*** Recorded information Section Begins ***

PR #6354, opened 2025-12-01
Add option for instant transitions in lightbox

hckrman101:
Adds checkbox to disable animations in image preview lightbox.


WithoutPants (approved):
Having to do a graphql changes for lightbox options is pretty rough. We should move this into the UI config at some point.

Looks good.

PR #835, opened 2026-03-04
Feat: Add a command line interface / terminal user interface to Kagenti

### LINKED ISSUE #775: feature: add a TUI for kagenti
### Feature Description

Now that we have a backend for the UI, we can easily generate a nice TUI (Text-based/Terminal User Interface). This would be a very useful thing for someone like [me] who tends to work in a terminal.

### Proposed Solution

Generate a TUI using a nice framework e.g., bubbletea that simply connects to the backend server. Along with a nice setup script. It should be optional -- maybe `make install-tui` and introduce no cross-dependencies. We should list it as experimental in the first version, while we discover if folks find it useful.

### Want to contribute?

### Additional Context

I'd like to work on this, since it's my own use case.

usize:
## Summary

Kagenti's UI now operates on an API backend. This creates the possibility for a variety of user interface experiences. It also opens the possibility of automating things like agent deployment and connection without the need for applying a k8s manifest.

To achieve that, here we introduce a single `kagenti-tui` which may operate in interactive or non-interactive modes. It allows for authentication via Oauth + KeyCloak. Because this authentication may persist between flows, it creates the possibility for simple automation. 

We may follow up with additional enhancements e.g., API keys to further enhance its utility for automation purposes.

## Related issue(s)

Fixes #775 

`cd kagenti/tui && make test`


kagenti/tui/internal/api/client.go
```diff
@@ -0,0 +1,201 @@
...
+		Token:     token,
+		Namespace: namespace,
+		HTTPClient: &http.Client{
+			Timeout: 30 * time.Second,
+		},
+	}
+}
+
+// SetToken updates the auth token.
+func (c *Client) SetToken(token string) {
```
pdettori, line 61: **must-fix: Data race on Token/RefreshToken**

`SetToken()` and `SetRefreshToken()` write to `c.Token` and `c.RefreshToken` without synchronization, while `refreshAccessToken()` protects writes with `refreshMu`. Meanwhile `newRequest()` reads `c.Token` without the mutex. If `do()` is ever called from multiple goroutines, this is a data race.

Options:
1. Protect all reads/writes to Token/RefreshToken with the mutex (make them unexported, add `token()`/`setToken()` methods that lock)
2. Document that Client is not goroutine-safe and ensure single-goroutine usage throughout

A common pattern for option 1: inside `refreshAccessToken`, after acquiring the lock, compare the current token to the one that triggered the 401 — if they differ, another goroutine already refreshed it.

kagenti/tui/internal/api/chat.go
```diff
@@ -0,0 +1,140 @@
...
+	var resp ChatResponse
+	if err := c.do(req, &resp); err != nil {
+		return nil, err
+	}
+	return &resp, nil
+}
+
+// StreamChat opens an SSE connection and sends events to the returned channel.
+// The channel is closed when the stream ends or on error.
+func (c *Client) StreamChat(namespace, name string, chatReq *ChatRequest) (<-chan ChatStreamEvent, error) {
```
pdettori, line 65: **must-fix: StreamChat bypasses auth refresh**

This method creates a separate `http.Client` and builds the request via `http.NewRequest` directly instead of `c.newRequest()`. This skips the `do()` retry-on-401 logic entirely. If the access token expires before starting a stream, the user gets a raw 401 with no refresh attempt.

Suggestion: use `c.newRequest()` for header injection, and add at least a single refresh-retry before opening the stream (check for 401, call `refreshAccessToken()`, retry once).

kagenti/tui/internal/cli/root.go
```diff
@@ -0,0 +1,129 @@
...
+
+	ctx := &CLIContext{}
+
+	root := &cobra.Command{
+		Use:   "kagenti",
+		Short: "Kagenti CLI — deploy and manage AI agents",
+		Long:  "Kagenti is a cloud-native middleware platform for deploying and orchestrating AI agents.\nRun without a subcommand to launch the interactive TUI.",
+		// SilenceUsage prevents cobra from printing usage on every error.
+		SilenceUsage: true,
+		PersistentPreRunE: func(cmd *cobra.Command, args []string) error {
```
pdettori, line 63: **suggestion: Duplicated client initialization**

`PersistentPreRunE` and `RunE` both independently create a client with identical config load → client creation → refresh token → OnTokenRefresh callback logic. If one is updated but not the other, they will drift. Consider extracting a `newClientFromConfig(cfg *config.Config) *api.Client` helper.

kagenti/tui/internal/api/agents.go
```diff
@@ -0,0 +1,79 @@
...
+	"fmt"
+)
+
+// ListAgents lists agents in the given namespace (or client's default).
+func (c *Client) ListAgents(namespace string) (*AgentListResponse, error) {
+	ns := namespace
+	if ns == "" {
+		ns = c.Namespace
+	}
+	url := c.apiURL(fmt.Sprintf("/agents?namespace=%s", ns))
```
pdettori: **suggestion: Unescaped query parameter**

`fmt.Sprintf("/agents?namespace=%s", ns)` does not URL-encode the namespace. Same pattern in `tools.go`. Use `url.Values` or `url.QueryEscape()` for safety:
```go
q := url.Values{"namespace": {ns}}
url := c.apiURL("/agents?" + q.Encode())
```

kagenti/tui/internal/api/auth.go
```diff
@@ -0,0 +1,183 @@
...
+	if err := json.NewDecoder(resp.Body).Decode(&dcr); err != nil {
+		return nil, err
+	}
+	dcr.CodeVerifier = verifier
+	return &dcr, nil
+}
+
+// PollDeviceToken polls Keycloak's token endpoint for device code completion.
+// It blocks until the user authorizes, the code expires, or an error occurs.
+func (c *Client) PollDeviceToken(keycloakURL, realm, clientID, deviceCode, codeVerifier string, interval int) (*TokenResponse, error) {
```
pdettori: **suggestion: No cancellation in polling loop**

`PollDeviceToken` loops with `time.Sleep` and has no `context.Context` parameter. An interrupted CLI (Ctrl+C) will not cancel the polling goroutine cleanly. Consider accepting a `context.Context` and using `http.NewRequestWithContext`.

kagenti/tui/internal/config/config.go
```diff
@@ -0,0 +1,90 @@
...
+// Flag values should be passed in; empty string means "not set".
+func Load(flagURL, flagToken, flagNamespace string) *Config {
+	cfg := &Config{
+		URL:       defaultURL,
+		Namespace: defaultNamespace,
+	}
+
+	// Layer 1: config file
+	if data, err := os.ReadFile(configPath()); err == nil {
+		_ = yaml.Unmarshal(data, cfg)
```
pdettori: **suggestion: Silent unmarshal failure**

When `yaml.Unmarshal` fails on a corrupted config file, the error is silently discarded and defaults are used. A warning log (or at minimum a comment explaining the intentional fallback) would help users debug config issues.

kagenti/tui/internal/cli/delete.go
```diff
@@ -0,0 +1,85 @@
...
+	"fmt"
+	"os"
+	"strings"
+
+	"github.com/spf13/cobra"
+)
+
+// confirmDelete prompts the user to confirm a destructive action.
+// Returns true if the user confirms or if yes is already set.
+var confirmDelete = func(kind, name string) bool {
```
pdettori: **suggestion: Confirmation does not show namespace**

The delete confirmation prompt shows only the resource name. For a destructive operation, consider including the target namespace so users know exactly what they are deleting:
```
Delete agent "my-agent" in namespace "team1"? [y/N]
```

.github/workflows/ci.yaml
```diff
@@ -63,3 +63,29 @@ jobs:
...
+        working-directory: kagenti/tui
+
+    steps:
+      - name: Checkout repository
+        uses: actions/checkout@de0fac2e4500dabe0009e67214ff5f5447ce83dd  # v6
+
+      - name: Set up Go
+        uses: actions/setup-go@d35c59abb061a4a6fb18e82ac0862c26744d6ab5  # v5
+        with:
+          go-version: '1.23'
```
pdettori: **nit**: Consider `go-version-file: kagenti/tui/go.mod` instead of hardcoding `'1.23'` to keep the CI and module in sync. Also, Go 1.23 is EOL — worth bumping to 1.24.

pdettori (changes requested):
## Review Summary

This PR adds a comprehensive Go-based TUI and CLI for Kagenti (~6,700 lines across 52 files). The implementation is well-structured with Bubble Tea for the interactive TUI, Cobra for the CLI, Keycloak device-code auth with PKCE, and good test coverage. CI is all green. All 18 commits are signed-off.

**Areas reviewed**: Go, Python, CI, Docs, Security
**Commits**: 18 commits, all signed-off ✅
**CI status**: All automated checks passing ✅ (E2E HyperShift pending manual trigger)

Two must-fix items flagged below (data race on Token fields and StreamChat bypassing auth refresh). The remaining items are suggestions/nits.

🤖 Reviewed with Claude Code

usize:
@pdettori @Ladas let's try the automated diff scans again to make sure we covered it all. I went through the results, but would like a double check since it's a lot of commits. \o/

Makefile
```diff
@@ -161,4 +161,20 @@ preload-file: preflight-check
...
+	$(MAKE) -C kagenti/tui build
+
+install-tui:
+	$(MAKE) -C kagenti/tui install
+
+lint-tui:
+	$(MAKE) -C kagenti/tui lint
+
+test-tui:
+	$(MAKE) -C kagenti/tui test
```
pdettori: Nit: Missing newline at end of file.

kagenti/backend/app/routers/agents.py
```diff
@@ -1895,6 +1895,8 @@ def _build_common_labels(
     Returns:
         Dictionary of labels.
     """
+    from app.core.constants import PROTOCOL_LABEL_PREFIX
```
pdettori: Suggestion: `PROTOCOL_LABEL_PREFIX` is imported inside the function body (presumably to avoid a circular import). If there's no circular dependency concern, consider moving it to the top-level imports for consistency with the rest of the file.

*** Recorded information Section Ends ***

[Exercise directions]: Please filter the data down to the lines containing the word "interactive".

[Answer below]:
To achieve that, here we introduce a single `kagenti-tui` which may operate in interactive or non-interactive modes. It allows for authentication via Oauth + KeyCloak. Because this authentication may persist between flows, it creates the possibility for simple automation. 
+		Long:  "Kagenti is a cloud-native middleware platform for deploying and orchestrating AI agents.\nRun without a subcommand to launch the interactive TUI.",
This PR adds a comprehensive Go-based TUI and CLI for Kagenti (~6,700 lines across 52 files). The implementation is well-structured with Bubble Tea for the interactive TUI, Cobra for the CLI, Keycloak device-code auth with PKCE, and good test coverage. CI is all green. All 18 commits are signed-off.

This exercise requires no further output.